真不怪那个走火的特卫,范井这一嗓子实在太突然了,太凄厉了,太他妈不像人动静了,就一个走火的已经很给范井面子了,有好几个特卫都心有余悸的看了一眼范井,差点没一哆嗦把一梭子都给搂出去。
雷鸣是最直接的受害者,再不出声在那装深沉都容易给弄长眠喽,赶紧咳嗽了一声:“你们是哪位的特卫?”
特卫班长狠狠的瞪了一眼走火的那个士兵:“这个我无权告知,不过我们的任务是要带走屋子里的这两个人。”
说着用手一指门边站着的王长志和地上趴着的卢景峰。汪秉真在一边气急败坏的叫道:“跟他们费什么话呢,都带走,都带走。”
班长没动地方,也没吭声,来的时候上边的命令是解救人质,但是看来这两位不像人质,人家没绑他们,没用刀枪威胁他们,他们也没受伤,你咋就说是人质呢?
何况看着说话的这位大个,一搭眼是一个五大三粗的黑汉子,但是无论从说话坐姿来看,一定是当过兵的。而且这位班长从他身上可以发现出危险的感觉,那是人的直觉,对无法匹敌的存在的一种直觉。所以,他是个兵,还不是一般的兵。
英雄惜英雄,好汉敬好汉,班长对这个黑大个心存好感。
雷鸣挑了一下两道粗粗的剑眉:“家父雷振河,总参政治部特事科科长,在下雷鸣,目前属于雷霆,这些人都是我的朋友,另外这两个人……”
范井一边把话接了过来:“这两个人跟我们没关系,也不知道仗着哪个王八蛋的权势进来就想作威作福,要打要杀,我连个饭都吃不安生,不过他俩现在不归我们管,这个事你得问这位。”范井说着用手一指胡天雕,还冲着胡天雕挤了挤眼睛。
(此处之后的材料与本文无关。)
PR #176, opened 2020-05-05
Discover esy in parent folders

rusty-key:
Right now we only looking for esy in projectRoot, but sometimes esy can be configured in some other parent folder.

This is a dirty implementation of looking in parent directories. Is there a better way to do it? cc @rgrinberg @prometheansacrifice

### DIFF
--- a/src/esy.ml
+++ b/src/esy.ml
@@ -80,7 +80,7 @@ module Discover = struct
       [||] results
     |> Array.to_list
 
-  let run ~dir : Path.t list Promise.t =
+  let parseDir dir =
     let open Promise.O in
     (Path.toString dir |> Fs.readDir >>| function
      | Error _ ->
@@ -89,10 +89,18 @@ module Discover = struct
          (Path.toString dir);
        [||]
      | Ok res -> res)
-    >>= fun files ->
-    files
-    |> Js.Array.map (parseFile dir)
-    |> Promise.all |> Promise.map foldResults
+    >>= fun files -> files |> Js.Array.map (parseFile dir) |> Promise.all
+
+  let getUpstreamDirs dir =
+    let dirList = dir |> Path.split in
+    dirList |> List.length
+    |. Belt.List.makeBy (fun i ->
+           dirList |. Belt.List.take (i + 1) |. Belt.Option.map Path.concat)
+    |. Belt.List.keepMap (fun x -> x)
+
+  let run ~dir : Path.t list Promise.t =
+    dir |> getUpstreamDirs |> Array.of_list |> Array.map parseDir |> Promise.all
+    |> Promise.map (fun res -> res |> Array.to_list |> Array.concat |> foldResults)
 end
 
 let discover = Discover.run
--- a/src/esy.ml
+++ b/src/esy.ml
@@ -71,13 +71,14 @@ module Discover = struct
       | _ -> None |> Promise.resolve )
 
   let foldResults results =
-    Js.Array.reduce
-      (fun acc x ->
-        Js.Array.concat acc
-          ( match x with
-          | Some x -> Array.of_list [ x ]
-          | None -> [||] ))
-      [||] results
+    results |> Array.to_list |> Array.concat
+    |> Js.Array.reduce
+         (fun acc x ->
+           Js.Array.concat acc
+             ( match x with
+             | Some x -> Array.of_list [ x ]
+             | None -> [||] ))
+         [||]
     |> Array.to_list
 
   let parseDir dir =
@@ -91,17 +92,17 @@ module Discover = struct
      | Ok res -> res)
     >>= fun files -> files |> Js.Array.map (parseFile dir) |> Promise.all
 
-  let getUpstreamDirs dir =
-    let dirList = dir |> Path.split in
-    dirList |> List.length
-    |. Belt.List.makeBy (fun i ->
-           dirList |. Belt.List.take (i + 1) |. Belt.Option.map Path.concat)
-    |. Belt.List.keepMap (fun x -> x)
+  let rec parseDirsUp' parsedDirs dir =
+    let parsedDirs = parseDir dir :: parsedDirs in
+    match Path.parent dir with
+    | None -> parsedDirs
+    | Some dir -> parseDirsUp' parsedDirs dir
+
+  let parseDirsUp dir = parseDirsUp' [] dir
 
   let run ~dir : Path.t list Promise.t =
-    dir |> getUpstreamDirs |> Array.of_list |> Array.map parseDir |> Promise.all
-    |> Promise.map (fun res ->
-           res |> Array.to_list |> Array.concat |> foldResults)
+    dir |> parseDirsUp |> Array.of_list |> Promise.all
+    |> Promise.map foldResults
 end
 
 let discover = Discover.run
--- a/src/esy.ml
+++ b/src/esy.ml
@@ -70,17 +70,6 @@ module Discover = struct
       | ".opam" -> Promise.return (Some manifestFile)
       | _ -> None |> Promise.resolve )
 
-  let foldResults results =
-    results |> Array.to_list |> Array.concat
-    |> Js.Array.reduce
-         (fun acc x ->
-           Js.Array.concat acc
-             ( match x with
-             | Some x -> Array.of_list [ x ]
-             | None -> [||] ))
-         [||]
-    |> Array.to_list
-
   let parseDir dir =
     let open Promise.O in
     (Path.toString dir |> Fs.readDir >>| function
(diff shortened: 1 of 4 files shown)


src/esy.ml
```diff
@@ -91,10 +89,19 @@ module Discover = struct
          (Path.toString dir);
        [||]
      | Ok res -> res)
-    >>= fun files ->
-    files
-    |> Js.Array.map (parseFile dir)
-    |> Promise.all |> Promise.map foldResults
+    >>= fun files -> files |> Js.Array.map (parseFile dir) |> Promise.all
+
+  let getUpstreamDirs dir =
```
prometheansacrifice, line 94: This would go all the way up to root, right? I think we should stop at home. 

On Windows, `Path.split` will all result in `C:` being one of the entries in the loop, which I think is not valid too

prometheansacrifice:
I'm not sure how I feel about this - if a valid esy manifest file (package.json/esy.json) is not found in the project root, I don't think we should look at other locations. Is there a use case you have in mind @rusty-key ?

rusty-key:
@prometheansacrifice in my mind it's primarily about supporting monorepos. For example, we have multiple frontend projects with shared dependencies: 
```
frontend/
- project1/
- project2/
- project3/
- package.json
```
But developers usually work on one project, so they are opening only `frontend/project1` in their workspace. But that means that every workspace will have to have their own esy.json. In my mind it makes sense to put `esy.json` to the root and be able to find it from under project's workspace.

prometheansacrifice:
> In my mind it makes sense to put esy.json to the root and be able to find it from under project's workspace.

I agree.

My initial thoughts were - when CLIs do this (like esy or dune), there is an explicit log message in the terminal. I think, similarly, if the discovered esy manifest is not in the project root, we must issue an alert message saying "esy.json was found at /some/path"

What do you think?

prometheansacrifice:
Without an explicit message, I think, it could lead to confusion

rusty-key:
We don't do anything automatically. All found "sandboxes" are presented to user and he is selecting whatever he wants: 
Screen Shot 2020-05-05 at 6 47 22 PM

src/path.ml
```diff
@@ -26,3 +26,8 @@ let relative_all p xs = List.fold_left Filename.concat p xs
 let join x y = Filename.concat x y
 
 let withExt x ~ext = x ^ ext
+
+let split x =
+  x |> Js.String.split sep |> Array.to_list |> List.filter (fun p -> p != "")
```
rgrinberg, line 31: How is it possible to get an empty component here?

src/path.ml
```diff
@@ -26,3 +26,8 @@ let relative_all p xs = List.fold_left Filename.concat p xs
...
+
+let concat x = sep ^ (x |> Array.of_list |> Js.Array.joinWith sep)
```
rgrinberg, line 33: Can't you just use `String.concat`? Also, the name `Path.concat` seems confusing. The resultant path is going to be absolute, which is definitely not something I'd expect.

src/esy.ml
```diff
@@ -91,10 +89,19 @@ module Discover = struct
...
+    let dirList = dir |> Path.split in
+    dirList |> List.length
+    |. Belt.List.makeBy (fun i ->
+           dirList |. Belt.List.take (i + 1) |. Belt.Option.map Path.concat)
+    |. Belt.List.keepMap (fun x -> x)
```
rgrinberg, line 99: This is a bit convoluted. It would be simpler if you'd introduce a primitive like this:

```
module Path : sig
  type t
  val parent : t -> t option
end
```

And then recurse with it until you reach root.

src/esy.ml
rgrinberg: I don't see why we should stop at $HOME. It will make the detection work differently depending on where the user has his project. That is incredibly counter intuitive and convoluted.

src/path.ml
rusty-key: When the path is absolute, first element will be empty:
```ocaml
Path.split "/path/to" 
(* ["", "path", "to"] *)
```
Also, I think it's possible to construct `/path//to` paths, so empty path could be in the middle too. Probably the module needs some revising.

src/path.ml
rusty-key: Sorry, I made this PR quickly, just to explore the idea, so code and naming may be not optimized

src/esy.ml
rusty-key: good idea, will do

rgrinberg:
Well the idea in this PR looks good to me. If the implementation is good, this is ready to merge.

rusty-key:
Ok, I'll find some time to refactor it tomorrow

src/esy.ml
prometheansacrifice: How would stopping at $HOME yield different results from the current implementation?

Files beyond HOME can be off-limits in terms of ownership

prometheansacrifice:
> We don't do anything automatically. All found "sandboxes" are presented to user and he is selecting whatever he wants

Will this show all the paths possible from the project all the way till the root, even if there is no esy.json? I think we should filter the candidate paths by the existence of the esy.json.

prometheansacrifice:
It also looks like there will be a lot of choices in that list - parent directories shouldn't make it there if the esy.json is found at the project root (is this taken care of already. Hope I didn't miss it)

src/path.ml
rgrinberg: I see. I think it's better to do away with `split` completely then. It's semantics aren't that clear on non normalized paths. For example, I would expect `foo/./bar` would remove the redundant `.`

prometheansacrifice: In case it helps, here is how esy looks for a manifest file

https://github.com/esy/esy/blob/master/bin/ProjectConfig.re#L110

src/esy.ml
rgrinberg: > How would stopping at $HOME yield different results from the current implementation?

Isn't it possible for users to store their sources outside $HOME? For example, a network drive.

> Files beyond HOME can be off-limits in terms of ownership

That's the case for files inside $HOME as well. It's possible to chmod inside a home directory after all. It's a good exceptional case to point out, but we should handle it regardless.

I don't think it ever pays off to be overly clever with these things. Especially when the benefit is not clear.

rusty-key:
@prometheansacrifice, in select we are only showing sandboxes, which means only directories that contain `esy.json`. In most cases users will see only one esy sandbox

src/esy.ml
jordwalke: Just lurking over here. Feel free to use this little one-file library I made called `Fp` that helps with a lot of this stuff if you just need a self-contained util: https://github.com/facebookexperimental/reason-native/tree/master/src/fp

Currently requires that you normalize platform paths on the way in, but we'll be adding those utility features directly.

rusty-key: Awesome! I guess we can mostly replace `Path` with `Fp` then. But I think I will do it in a separate PR as it will touch a lot of stuff

rusty-key:
Updated parsing approach to climb recursively up, please take a look.

src/esy.ml
rgrinberg: Just as an aside, we don't permit any reason sources in this repository. So you will have to port this module to OCaml first.

rusty-key:
@rgrinberg, @prometheansacrifice, what do you think? Is there anything else to improve in this PR?

prometheansacrifice:
Looks like we look for esy.json in the parent directory even if one of found in the current project root.

screenshot

Is there a reason to lookup parent directories when a manifest file is present in the project root?

prometheansacrifice:
> By the way, this got me thinking that we should really just allow the user to browse the filesystem and just point at whatever json file they want. This would cover all special cases (.vscode/esy.json for example) and would be the most straightforward escape hatch.

I think this idea of explicitly asking the user for the location of the esy.json

rusty-key:
> By the way, this got me thinking that we should really just allow the user to browse the filesystem and just point at whatever json file they want

I am trying to think of a case when esy is not in the root or upstream and cannot come up with one. Do you? 

I feel that current approach covers 99% of the cases and for the rest of them user can go and manually edit `settings.json` if needed. If you agree, I don't see why we would want to change automatic detection with manual.

> Is there a reason to lookup parent directories when a manifest file is present in the project root?

I can imagine minor monorepo case when you want to handle extension dependencies at root level while having another esy configuration locally. I guess we can remove it as it's very minor, but I don't see why if it's already implemented. What do you think?

prometheansacrifice:
I wish we could handle monorepos better - reliably figure the project root and expect users the place their esy.json there. For now, I have dont have better ideas, so I dont mind this feature for now (it is useful after all). My only qualm is the growing list (some possibly misleading) but we can address them in future maybe (I'll open an issue if I think of something)

It's 👍  from me for now

Khady:
> I wish we could handle monorepos better - reliably figure the project root and expect users the place their esy.json there.

A monorepo can contain multiple projects which will have different dependencies/settings/... So it seems expected that there will be different esy.json files in multiple places and that not always the same one should be used inside of a given project?

prometheansacrifice:
I was referring to the manifest file that contains the dev tools (lsp,
formatters etc) - these shouldnt be specified in multiple places IIUC

rgrinberg:
> I am trying to think of a case when esy is not in the root or upstream and cannot come up with one. Do you?

I don’t use esy very much at all so it’s hard for me to come up with use cases. The idea was to augment automatic detection rather than replace it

雷鸣一说话那个班长就吸了一口冷气,为啥?他奉命保护的人正是总参政治部特事科的副科长戚报图。人家雷振河比自己保护的戚报图还要高半级呢,何况这个黑大个是雷霆的,只要是个当兵的,谁不想进入雷霆,谁不想成为华夏第一铁军。
汪秉真就觉得脑袋嗡的一下子,雷振河?自己知道啊,比自己的老首长还高半格呢,人家是正的啊。因为这是自己的老首长一直跟雷振河不对付,因为戚报图无论是年龄,资历,还是战功都要高于雷振河,可是上边竟然下令把雷振河升为正的,自己只是副手,这让戚报图一直耿耿于怀。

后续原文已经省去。